> **What is being asked**: Copy out again, unchanged, the listing below from the line that has "Kobzol: Good idea. In" through the line that has "spirali: What if".
[Start of Attachment]
PR #266, opened 2021-12-16
Get rid of Task refs

Kobzol:
Micro-benchmarks suffered quite a lot, I will look at them in a follow-up PR if I can find any improvements. Macro-benchmarks (sleep) did not show any notable regressions.

Best reviewed commit by commit :)


crates/tako/src/server/core.rs
```diff
@@ -237,47 +250,64 @@ impl Core {
...
-        assert!(!task.has_consumers());
-        assert!(self.tasks.remove(&task.id).is_some());
-        std::mem::replace(&mut task.state, TaskRuntimeState::Released)
+    pub fn remove_task(&mut self, task_id: TaskId) -> TaskRuntimeState {
+        trace_task_remove(task_id);
+
+        let state = {
+            let task = self.tasks.get_task_mut(task_id);
+            assert!(!task.has_consumers());
+            std::mem::replace(&mut task.state, TaskRuntimeState::Released)
```
spirali, line 268: Maybe TaskRuntimeState::Released can be completely removed now, as it was mainly a marker that "you have a reference on a task that is removed"

Old state can be safely taken from removed without replacing

crates/tako/src/server/core.rs
```diff
@@ -74,6 +74,16 @@ impl CoreRef {
 }
 
 impl Core {
+    #[inline]
+    pub fn split_tasks_workers(&self) -> (&TaskMap, &WorkerMap) {
```
spirali, line 78: Is it a good name? At least in Tokio "split" methods takes "self".

crates/tako/src/scheduler/state.rs
```diff
@@ -152,55 +151,59 @@ impl SchedulerState {
...
         }
 
-        for (worker_id, mut task_refs) in task_computes {
-            task_refs.sort_unstable_by_key(|tr| {
-                let t = tr.get();
-                Reverse((t.configuration.user_priority, t.scheduler_priority))
+        for (worker_id, mut task_ids) in task_computes {
+            task_ids.sort_unstable_by_key(|&task_id| {
+                let task = core.get_task(task_id);
+                Reverse((task.configuration.user_priority, task.scheduler_priority))
```
spirali, line 157: Maybe sort_by_cached_key to avoid repeated lookup?

spirali (changes requested):

crates/tako/benches/benchmarks/scheduler.rs
```diff
@@ -23,17 +21,11 @@ fn bench_b_level(c: &mut BenchmarkGroup<WallTime>) {
...
-                            })
-                            .collect();
-                        (core, tasks)
+                        add_tasks(&mut core, task_count);
+                        core
                     },
-                    |(_core, tasks)| {
-                        compute_b_level_metric(tasks);
+                    |core| {
+                        compute_b_level_metric(core.task_map_mut());
```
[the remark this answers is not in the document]
Kobzol: Hmm, that's true, but since the Core is originally empty, both codes compute the B-level for the same amount of tasks ,right?

crates/tako/src/server/core.rs
Kobzol: Good idea.

crates/tako/src/server/core.rs
Kobzol: Do you have an idea for a better name? The `split` represents a "splitting borrow" (https://doc.rust-lang.org/nomicon/borrow-splitting.html).

crates/tako/src/scheduler/state.rs
Kobzol: Good idea. In the `"scheduler/schedule/tasks=100000, workers=32"` micro-benchmark it seems to be ~5% faster.

crates/tako/benches/benchmarks/scheduler.rs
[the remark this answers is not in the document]
spirali: What if you submit subsequently several independent submissions?

crates/tako/src/server/core.rs
spirali: I do not have:)

spirali:
LGTM :+1: 
[Maybe some squashes?]

spirali (approved):

Kobzol:
:tada: :tada: :tada:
[End of Attachment]
> **Exercise solution**:
Kobzol: Good idea. In the `"scheduler/schedule/tasks=100000, workers=32"` micro-benchmark it seems to be ~5% faster.

crates/tako/benches/benchmarks/scheduler.rs
[the remark this answers is not in the document]
spirali: What if you submit subsequently several independent submissions?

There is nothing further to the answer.